\( c b x ^ { 2 } + 24 x - 30 \)

The expression you've provided is a quadratic polynomial in terms of \( x \): \[ cbx^{2} + 24x - 30 \] To **solve for \( x \)**, you can use the **quadratic formula**. The general form of a quadratic equation is: \[ ax^{2} + bx + c = 0 \] Comparing this with your equation: - \( a = cb \) - \( b = 24 \) - \( c = -30 \) The quadratic formula is: \[ x = \frac{-b \pm \sqrt{b^{2} - 4ac}}{2a} \] **Plugging in the values:** \[ x = \frac{-24 \pm \sqrt{24^{2} - 4 \cdot cb \cdot (-30)}}{2 \cdot cb} \] **Simplify the discriminant (\( \Delta \)):** \[ \Delta = 24^{2} - 4 \cdot cb \cdot (-30) = 576 + 120cb \] **So, the solutions for \( x \) are:** \[ x = \frac{-24 \pm \sqrt{576 + 120cb}}{2cb} \] **Further Simplification (Optional):** You can factor out a common factor in the numerator and denominator if desired: \[ x = \frac{-24 \pm \sqrt{576 + 120cb}}{2cb} = \frac{-12 \pm \frac{\sqrt{576 + 120cb}}{2}}{cb} \] However, the expression is already in its simplest form unless specific values for \( c \) and \( b \) are provided. --- **Example:** If you have specific values for \( c \) and \( b \), you can substitute them into the equation to find numerical solutions for \( x \).

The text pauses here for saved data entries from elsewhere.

PR #52, opened 2017-05-12
Do not define the same key twice within hash

isimluk:
It's no good.

Addressing:
`refresh_parser.rb:118: warning: key :computer_system is duplicated and overwritten on line 123`

### DIFF
--- a/app/models/manageiq/providers/lenovo/physical_infra_manager/refresh_parser.rb
+++ b/app/models/manageiq/providers/lenovo/physical_infra_manager/refresh_parser.rb
@@ -115,7 +115,6 @@ module ManageIQ::Providers::Lenovo
         :model                  => node.model,
         :serial_number          => node.serialNumber,
         :field_replaceable_unit => node.FRU,
-        :computer_system        => {:hardware => {:networks => [], :firmwares => []}},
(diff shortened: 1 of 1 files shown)


juliancheal:
I'm not sure why we're getting this error and not the other providers. As I took the idea from `openstack` where they do the same. C.F.

https://github.com/ManageIQ/manageiq-providers-openstack/blob/master/app/models/manageiq/providers/openstack/cloud_manager/refresh_parser.rb#L327 https://github.com/ManageIQ/manageiq-providers-openstack/blob/master/app/models/manageiq/providers/openstack/cloud_manager/refresh_parser.rb#L330
https://github.com/ManageIQ/manageiq-providers-openstack/blob/master/app/models/manageiq/providers/openstack/cloud_manager/refresh_parser.rb#L344

Happy to merge, but I think defining the keys first in one location looks better, but happy to be wrong :)

rodneyhbrown7:
@juliancheal  I think there was a bad merge at some point.  In our case, computer_system is defined twice within the same hash. That is what this PR would fix.  I don't think the pattern you implemented is at fault. In the prior committed this was on line 118 and 123.

PR #76, opened 2022-07-26
Update panel signal paths (again)

alextoombs:
This squashes a couple of controllers and regenerates the signal paths to match some of the vertices we chose as signal start points. It also makes `panel_signal_paths.tsv` the source of truth to generate this.

I've already updated the sheet: https://docs.google.com/spreadsheets/d/1C7VPybckgH9bWGxwtgMN_Ij1T__c5qc-k7yIhG-592Y/edit#gid=2075432802

We have some disconnects between "what is the longest edge" and "what vertices does the cut panel have as the smooth edge", but we've had those for a few days now, and we've just been routing around them. I want to ensure we come back and update this in ruby when we're done though. The "panel build tracker" sheet has a bunch of hidden columns to compare the calculations from this, the OG panels tab, and the `strip_assignment` script that Jeff ran.


script/power_distribution/constants.rb
```diff
@@ -20,4 +20,4 @@
 # extra length is not the end of the world.
 AC_POWER_WIGGLE_FEET = 12
 
-MAX_CONTROLLER_DISTANCE_SIGNAL_TO_FIRST_PIXEL_FEET = 7
\ No newline at end of file
+MAX_CONTROLLER_DISTANCE_SIGNAL_TO_FIRST_PIXEL_FEET = 7.1
```
alextoombs, line 23: There are a couple that are just a hair over.

alextoombs:
This saves a couple controllers btw, so I think it's worth changing now.

alextoombs:
Raldi said ship it, I want to update the ones that reflect reality at least

PR #77, opened 2022-07-26
Fix for stuttering on native shader pattern load/activate

zranger1:
Implemented new shader caching system which should greatly speed up the loading of shader-based patterns and clips.   

Details:
- Once a shader is loaded, compiled and linked, the binary is kept in memory until its pattern instance is removed from the channel.
- When shaders are compiled and linked, the resulting binary is stored in the */resources/shaders/cache* directory.  On subsequent loads, if the shader has not been modified (determined by the timestamp of the .fs file), the precompiled binary is loaded.
- Add *resources/shaders/cache* directory to gitignore so shader binaries won't get copied around.  They're about the least portable thing in existence, pretty much tied to a single machine's GPU, OS, driver version, etc.

To reset your cache completely, erase all the .bin files from /resources/shaders/cache.

### DIFF
--- a/.gitignore
+++ b/.gitignore
@@ -19,3 +19,4 @@ bin/
 target/
 classes/
 Projects/project.lxp
+resources/shaders/cache
--- a/.gitignore
+++ b/.gitignore
@@ -19,4 +19,4 @@ bin/
 target/
 classes/
 Projects/project.lxp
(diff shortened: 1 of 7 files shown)


worldveil:
This greatly improves shader performance! Wooooooot

PR #100, opened 2022-08-05
signal paths: year 1 edge pathing fixes

alextoombs:
**The problem:**

The low priority edges ([according to this tracker](https://docs.google.com/spreadsheets/d/1dQS0hEfm1FXL7tJPlmNtxtZmMggipbxqrDQaaxlxFmo/edit#gid=1994456714)) are unlikely to be completed. So, we won't get signal from any edges that expect a chain from one of these.

**The solution:**

1. Sort the [`edge signal paths` tab here alphabetically](https://docs.google.com/spreadsheets/d/1C7VPybckgH9bWGxwtgMN_Ij1T__c5qc-k7yIhG-592Y/edit#gid=1572666054)
2. Copy build priority in from [the build sheet](https://docs.google.com/spreadsheets/d/1dQS0hEfm1FXL7tJPlmNtxtZmMggipbxqrDQaaxlxFmo/edit#gid=1994456714)
3. Ingest it in ruby; label it on edge objects
4. If an edge is not low priority, but receives signal from an edge, raise error (I actually printed, but changed to raise to sanity check)
5. Move all afflicted edges elsewhere
6. Bonus: squash a few more panel signals to save controllers

I updated the sheets already.

FYI: I preserved the original signal routing path in a hidden tab in the modules sheet called "edge signal paths (COMPLETE FOR YEAR 2)"


tcahill (approved):
Approach seems sound to me

PR #105, opened 2022-08-07
Add "Triangles" and "Width" parameters to PulsingTriangles

tcahill:
- The Triangles parameter controls the number of nested triangles to paint at
once

- The Width parameter controls the thickness of the border of each triangle

triangles

### DIFF
--- a/src/main/java/titanicsend/pattern/tom/PulsingTriangles.java
+++ b/src/main/java/titanicsend/pattern/tom/PulsingTriangles.java
@@ -51,6 +51,14 @@ public class PulsingTriangles extends TEPattern {
             registerColor("Color", "color", ColorType.PANEL,
                     "Color of the triangles");
 
+    protected final BoundedParameter numTriangles =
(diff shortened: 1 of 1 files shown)


src/main/java/titanicsend/pattern/tom/PulsingTriangles.java
```diff
@@ -156,6 +171,8 @@ public void onParameterChanged(LXParameter parameter) {
         } else if (parameter.getPath().equals("tempoLock")) {
             BooleanParameter p = (BooleanParameter) parameter;
             this.phase.tempoLock.setValue(p.getValueb());
+        } else if (parameter.getPath().equals("width")) {
+            pointMap = buildPointMap(model.panelsById);
```
tcahill, line 175: Probably need to throttle this since it's kind of expensive to recalculate as you adjust across a wide range of values.

raldi: Maybe precache a few fixed values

Here's how you'd do it step-by-step with hypothetical values: 1. **Assume** \( c = 2 \) and \( b = 3 \). 2. **Plug** the values into the discriminant: \[ \Delta = 576 + 120 \cdot 2 \cdot 3 = 576 + 720 = 1296 \] 3. **Take** the square root of the discriminant: \[ \sqrt{1296} = 36 \] 4. **Apply** the quadratic formula: \[ x = \frac{-24 \pm 36}{2 \cdot 2 \cdot 3} = \frac{-24 \pm 36}{12} \] 5. **Find** the two possible solutions: - \( x = \frac{-24 + 36}{12} = \frac{12}{12} = 1 \) - \( x = \frac{-24 - 36}{12} = \frac{-60}{12} = -5 \) **Solutions: \( x = 1 \) and \( x = -5 \)** *Note:* Without specific values for \( c \) and \( b \), the solutions will remain in terms of these variables.